Tinker v. Des Moines, Freedom of Speech for Students

We often take things for granted in our lives without realizing that some brave individuals in the past fought long and hard to earn those rights for all of us.  The Tinker v. Des Moines case is a prime example.  Junior high school students battled the school board and the legal system in their quest for freedom of speech in the schools.

What Led Up to The Legal Case.

The year was 1965, and opposition to the war in Vietnam was beginning to grow.  These were the early days of the protests. By 1965, hundreds of U.S. soldiers had been killed in Vietnam, and people began wondering what we were fighting for. Over the next few years the number and volume of protestors would grow as the death toll rose. By the end of the Vietnam War, more than 60,000 Americans had been killed in action, and many more were wounded.
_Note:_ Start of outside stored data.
Issue #5974, opened 2026-01-22
Level parameter in supported formats


Mik-S-UMS:
Just discovered that Samsung TVs have different level limits depending on FHD or UHD and there is no way to currently set this in the conf.

> H.264 FHD: Level 4.2 supported (FMO/ASO/RS not supported).
> H.264 UHD: Level 5.1 supported, seamless resolution change supported up to 3840x2160.
> HEVC FHD: Level 4.1 supported.
> HEVC UHD: Level 5.2 supported, seamless resolution change supported with Level 5.1 up to 3840x2160.
> HEVC 8K : Level 6.1 supported. (8K only)

Setting `H264LevelLimit` and `H265LevelLimit` to 4.2 and 4.1 respectively would allow more videos to be able to play but would mean unnecessarily transcoding the UHD videos with higher levels.

I suggest that this could be a parameter in supported formats like width, height, bitrate etc.

PR #5826, opened 2025-10-22
docs: added Contributing and License sections in README

niveshpadamata1218:
### Summary
Added a short **Contributing** section and a **License** section to the README to help new contributors find contribution guidelines and the GPL license.

### Changes
- Added `## Contributing` with basic fork/branch/PR instructions and a link to `CONTRIBUTING.md`.
- Added `## License` referencing the repository `LICENSE` file.
- Minor formatting improvements.

### Why this helps
This improves onboarding for new contributors and makes the repository README more immediately useful.

### Checklist
- [x] Documentation change only (no code)
- [ ] Any relevant issues referenced
- [ ] Any relevant Knowledge Base articles updated
- [ ] Any tests written/modified (not applicable)

Issue #3723, opened 2022-12-22
(FEATURE) 2D to 3D Algorithmic Enhancement


threedguru:
Hi Guys,

This is a bit of a heads up. I'm hoping we can get this into the next release. I've developed a significant enhancement to the 2D to 3D algorithm that iscurrently in UMS Release 13. I've described the enhancement here:

https://iwantaholodeck.com/enhanced-2d-to-3d-algorithm/

I've already proven it against my development version of UMS. I need to create a pull request - just need a little time. There are changes to the conversion script, but the main application addition is a new AviSynth library masktools2, which is added in exactly the same way as mvtools2 library currently in UMS. 

More specifically, the code uses the motion vector analysis (MAnalyse) and scene change detection routines (MSCDetection) from the mvtools2 library, see documentation and github repository below:

http://avisynth.org.ru/mvtools/mvtools2.html#version2
https://github.com/pinterf/mvtools
 
In addition, it uses the mt_merge routine from the masktools2 library,
see documentation and github repository below:
 
http://avisynth.nl/index.php/MaskTools2/Mt_merge
https://github.com/pinterf/masktools

SubJunk:
@threedguru that sounds good, I'm familiar with those libraries and those functionalities. Thanks for the heads up

threedguru:
This is now in the main branch so closing.

SubJunk:
@threedguru great, I'm planning to do a release in the next few days

Issue #3486, opened 2022-10-08
(FEATURE) On-the-fly 2D to 3D Video Conversion for VR Headsets 


threedguru:
Hi,

I posted this as a new feature suggestion:

https://www.universalmediaserver.com/forum/viewtopic.php?f=13&t=15369

mik_s suggested that I come over here to Git hub. I am not sure if this is the right place. I have already developed the solution, but it needs broader proving (e.g. on AMD GPU). It's in my local git repository. I developed it against 11.4.1. 

https://www.universalmediaserver.com/forum/viewtopic.php?f=14&t=15377

I am trying to establish the best way to take it forward.

Any suggestions?

SubJunk:
@threedguru great idea, I would love to see the code, can you submit a pull request so we can see it?

threedguru:
Hi @SubJunk, thanks for replying. I have never done a "pull request"
before, but it sounds like the right next step though. I have just read a
brief overview of how a "pull request" works. I can certainly have a go. I
git cloned the 11.4.1 version of UMS as a starting point. Is there a better
link to follow on "pull requests" than this one?

https://docs.github.com/en/pull-requests/collaborating-with-pull-requests/proposing-changes-to-your-work-with-pull-requests/about-pull-requests

I have been thinking/working on how to share this with the VR community. To
that extent I have been working on the video linked below. It is a work in
progress from me, but it provides a demo of the solution and contains
screenshots and descriptions of most of the changes that I have made to UMS
so far.

https://streamable.com/sjwdqy

Comments on the video are very much appreciated.

threedguru:
Hi @SubJunk. I have created a pull request as requested. I have created a local fork to perform the pull request. I could not figure out how to make the request against tag 11.4.1 so there are probably some conflicts with main. Anyway, you can see the code. Comments appreciated. The screen shots and my commentary in the video will help to understand what I have done. See video link again below:

https://streamable.com/sjwdqy

threedguru:
Hello again @SubJunk. I have updated the pull request after merging with main, testing and fixing the conflicts. I have provided a more detailed overview in the description of the pull request, a video link and some screen shots. See here:

https://github.com/UniversalMediaServer/UniversalMediaServer/pull/3490

threedguru:
[...]

PR #6330, opened 2026-09-19
Signal frame-packed 3D in H.264 transcodes, and correct the 2011-2012 Bravia profiles

### LINKED ISSUE #6329: Preserve/inject the H.264 frame_packing SEI so frame-packed 3D auto-engages over DLNA
### Summary

Frame-packed 3D files (SBS / Top-Bottom) served or transcoded by UMS do not auto-engage 3D on 3D TVs that auto-detect from the stream, they play flat. The cause is a signalling detail worth handling explicitly.

### Mechanism

3D TVs of the frame-compatible era auto-engage 3D from the H.264 `frame_packing_arrangement` SEI (payload type 45, Annex D) carried **in the elementary stream**, not from the Matroska `StereoMode` container tag. The two are independent:

- **Remux / stream-copy (MKV to TS):** the container `StereoMode` tag is dropped and only an in-stream SEI survives. If the source file has no SEI (many frame-compatible rips carry only the container tag), nothing signals 3D and the TV shows it flat.
- **Re-encode:** libx264 writes the SEI only when passed `--frame-packing 3|4` (3 = SBS, 4 = TAB); without it, a freshly encoded 3D file carries no SEI.

libavcodec exposes the in-stream signal as `AV_FRAME_DATA_STEREO3D`. In the DVB frame-compatible 3DTV spec (ETSI TS 101 547-2) this in-stream SEI is defined to take precedence over container-level signalling.

### Request

On 3D-flagged sources: (a) inject the `frame_packing_arrangement` SEI on stream-copy delivery paths (a bitstream filter, no re-encode, negligible size cost), and (b) pass `-x264-params frame-packing=3|4` on the re-encode path. The SEI is ignorable metadata, so non-3D renderers are unaffected.

### Context

Full write-up, evidence and the same problem documented across several media servers: https://github.com/danielcamposramos/sony-bravia-linux (`docs/3d-signalling-ecosystem.md`). HandBrake has merged SEI writing (PR #8100); mpv is adding read support (#18490). Restored fully automatic 3D over DLNA on stock free Serviio with a profile plus SEI injection.

Written with AI assistance; filed under my own name, taking responsibility for the content.

danielcamposramos:
Closes #6329.

Two changes, both from measurements on real hardware: a KDL-46EX725 (2011) and a KDL-46HX855 (2012).

## 1. Frame-packed 3D is never signalled in the elementary stream

3D TVs of the frame-compatible era auto-engage 3D from the H.264 `frame_packing_arrangement` SEI (Annex D, payload type 45) carried **in the elementary stream**. x264 writes it only when asked (`frame-packing=N`). The container-level stereoscopic tag is a separate signal: it does not survive a remux to MPEG-TS, and in the DVB frame-compatible 3DTV spec (ETSI TS 101 547-2) the in-stream SEI takes precedence over it.

So a 3D transcode currently arrives at those renderers as perfectly correct frame-packed video that they have no way to recognise, and it plays flat.

`FFMpegVideo.getVideoTranscodeOptions()` now adds `-x264-params frame-packing=N` on libx264 transcodes whose output is frame-packed:

| Output layout | `frame-packing` |
|---|---|
| `sbsl` / `sbsr` / `sbs2l` / `sbs2r` | 3 (side by side) |
| `abl` / `abr` / `ab2l` / `ab2r` | 4 (top bottom) |
| `irl` / `irr` | 2 (row alternation) |
| `ml` / `mr` (2D output), anaglyph | not signalled |

The value follows `Output3DFormat` when the renderer sets one, since that is the layout actually leaving the encoder, and otherwise the source layout. It is skipped when `CustomFFmpegOptions` already contains `-x264-params`, and it only applies on the libx264 path (GPU encoders do not take x264 parameters).

This mirrors the equivalent change in HandBrake, [PR #8100](https://github.com/HandBrake/HandBrake/pull/8100), merged 16 September 2026.

## 2. The Bravia profiles transcode things these sets play natively

Measured with a pass-through DLNA server, files byte-exact on the wire, tracks copied without re-encoding:

- **MP4 is played directly.** `Sony-BraviaEX725.conf` had no `f:mp4` line at all, so every MP4 was transcoded on a set that advertises `http-get:*:video/mp4:*` as a wildcard and plays H.264 in MP4 without help.
- **E-AC3 is decoded from MP4, including 7.1**, and the set reports it on screen as "Dolby Digital Plus". Transcoding it to AC-3 is a real loss. Worth noting because it is counter-intuitive: the sets' HDMI *input* does not accept E-AC3 as a bitstream at all, so decoding a file and accepting a bitstream are genuinely different capabilities here.
- **DTS is silent** in MP4 while the video plays, which the existing "DTS is not supported" note now states precisely.
- **Matroska is not advertised at all**, so an MKV is filtered out of the browse listing rather than merely failing to play. Recorded as a comment so the next person does not try to add it.

Changed: `Sony-BraviaEX725.conf`, `Sony-BraviaHX.conf`, `Sony-BraviaHX75.conf`.

## Scope, stated honestly

The two sets above are what I measured. The profile changes are applied to the configs whose `UpnpDetailsSearch` matches those same chassis generations, because Sony shipped one software platform per chassis generation rather than per model — one application catalog and one firmware line served every set in a generation, which is documented [here](https://github.com/danielcamposramos/sony-bravia-linux). If you would rather keep the changes to the exact models measured, say so and I will narrow them.

I have not extended this to `Sony-BraviaEX.conf`, `Sony-BraviaNX70x.conf` or `Sony-BraviaNX800.conf`: those cover older models I have no hardware for, and adding MP4 support to a set I cannot test seemed the wrong side of the line.

## Testing

The 3D signalling half is verified end to end on both sets, through two independent servers (Serviio and Kodi's UPnP, which never transcodes): an MP4 carrying the SEI switches the TV into 3D automatically, the identical file with the SEI stripped — a difference of 791 bytes, picture data untouched — plays flat, and a Matroska carrying only the container `StereoMode` tag is not listed at all. Method and files: https://github.com/danielcamposramos/sony-bravia-linux/blob/main/docs/3d-signalling-ecosystem.md

I could not run the UMS test suite locally (no Maven, and Java 25 here against the project's 17), so the Java change has had a syntax check only and needs CI. It is a small, isolated addition to one options block, but please treat it as untested by me.


danielcamposramos:
For triage, I searched this repo for anything else either half of the PR would close, so you do not have to.

**Closed by this PR:** #6329 only. That is the honest answer — I searched open issues for `3D`, `stereoscopic`, `frame packing`, `SBS`, `side by side`, `Output3DFormat`, `anaglyph`, `Bravia`, `Sony`, `E-AC3` and `Dolby Digital Plus`, and nothing else open is about either the in-stream 3D signal or these sets' audio handling.

**Not closed by this PR, listed so they are not conflated with it:**

- #6099 — MP4 not visible, Sony KDL-43WF665, reported as a v15 regression from v13. Different set (2017 W series, Android era), different cause, and this PR does not touch that profile. Mentioning it only because "Sony" and "MP4" both appear and I would rather rule it out explicitly than leave you guessing.
- The older 3D issues in the tracker are all a different subject: #587, #878, #893 and #745 are subtitle handling on 3D video, and #3486 and #3723 were 2D-to-3D conversion feature requests. None involve the frame-packing SEI.

**Wider context, if it is useful.** This is a signalling gap that runs across the whole chain rather than a UMS quirk, and the same finding has been taken to the other projects in it. HandBrake merged the equivalent encoder change ([PR #8100](https://github.com/HandBrake/HandBrake/pull/8100), 16 September 2026, closing their #5826). Reports are open at FFmpeg ([#24530](https://code.ffmpeg.org/FFmpeg/FFmpeg/issues/24530), [#24531](https://code.ffmpeg.org/FFmpeg/FFmpeg/issues/24531)), mpv ([#18489](https://github.com/mpv-player/mpv/issues/18489) with [PR #18490](https://github.com/mpv-player/mpv/pull/18490)), MKVToolNix ([#6309](https://codeberg.org/mbunkus/mkvtoolnix/issues/6309), for the container side), Jellyfin ([PR #18060 comment](https://github.com/jellyfin/jellyfin/pull/18060#issuecomment-5726381078)), Gerbera ([#3937](https://github.com/gerbera/gerbera/issues/3937)) and Kodi ([#29337](https://github.com/xbmc/xbmc/issues/29337)).

Each project owns a different link: the encoder writes the SEI, the muxer keeps or drops the container tag, the server decides whether to remux, and the TV reads only the SEI. UMS sits at the point where a correct file can still lose the signal, which is why it is worth having here.

danielcamposramos:
Following up on the triage above with a deeper sweep, since the first pass only covered 3D wording. I also searched the open issues for `Dolby`, `AC3`, `E-AC3`, `passthrough`, `5.1`, `transcode audio`, `Bravia` and `KDL`.

**Still only #6329 is closed by this PR.** Nothing else open turns on the frame-packing SEI or on these sets' audio handling.

**Same family, different mechanism — not closed by this PR, but worth reading alongside it:**

- #1775 — UMS transcodes video *and* audio when only the audio is unsupported (reported against Chromecast). Same underlying waste as the E-AC3 half of this PR, where the fix here is simply to stop declaring a codec unsupported when the device decodes it. That issue needs audio-only transcoding logic, which this PR does not touch.
- #5974 — no way to express per-resolution level limits in a profile. Adjacent in spirit: both are about a profile describing a device accurately enough that UMS stops guessing. The MP4 line I added leans on H.264 level support that today can only be stated coarsely.

**Ruled out, so they are not conflated:**

- #6099 — Sony KDL-43WF665, MP4 not visible, reported as a v15 regression. Different generation (2017, Android TV era), different cause, and this PR does not touch that profile.
- #1804 — always-transcoded UDP stream via web.conf, Samsung. Unrelated path.
- The older 3D tickets (#587, #878, #893, #745) are subtitle handling on 3D video, and #3486/#3723 were 2D-to-3D conversion requests. None involve the in-stream signal.

**One observation you may want, offered as a hypothesis rather than a measurement.** The E-AC3 finding is probably not specific to these two sets: a TV of that era can decode Dolby Digital Plus from a file while its HDMI input refuses the same codec as a bitstream, and those are separate capabilities that a single profile line tends to blur. If other profiles in the repo were written from HDMI specs rather than from playback tests, they may under-declare in the same way. I have only measured the two Sony sets I own, so I am not going to touch anyone else's profile on a guess — but if you want the same method applied to a specific renderer and someone can run the files, I am happy to write up the test set.

SubJunk (approved):

SubJunk:
> If other profiles in the repo were written from HDMI specs rather than from playback tests, they may under-declare in the same way

Unfortunately this is the reality of our project - we make a first pass at renderer configs based on their manuals, and then it is up to individual people to test and optimize if they want the best experience for their renderer, as you have.

Thanks for the contribution, I will merge it now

John and Mary Beth Tinker were students in the Des Moines, Iowa public schools.  Mary Beth, at 13, was a student at Warren Harding Junior High.  The Tinker kids, along with Christopher Eckhardt, Christine Singer, and Bruce Clark, decided to wear black armbands with a peace symbol to school in protest of the war.  The school board learned that a protest was coming and announced a ban on all protests.  Despite the ban, the students wore their black armbands to school on December 16, 1965. 

Mary Beth was called to the principal’s office.  He demanded she remove the armband.  He then suspended Mary Beth. The other 4 students were also suspended for violating the ban on protests.  The entire community was in an uproar.  The December school board meeting was a highly charged event with people arguing both sides of the issue.  Tempers were hot.  The school board wanted to postpone a decision, but the crowd would not leave until they voted on the protest ban.  In the end, the board voted 5-4 to keep the ban on protests.  That meant the students would be taking the case to court. 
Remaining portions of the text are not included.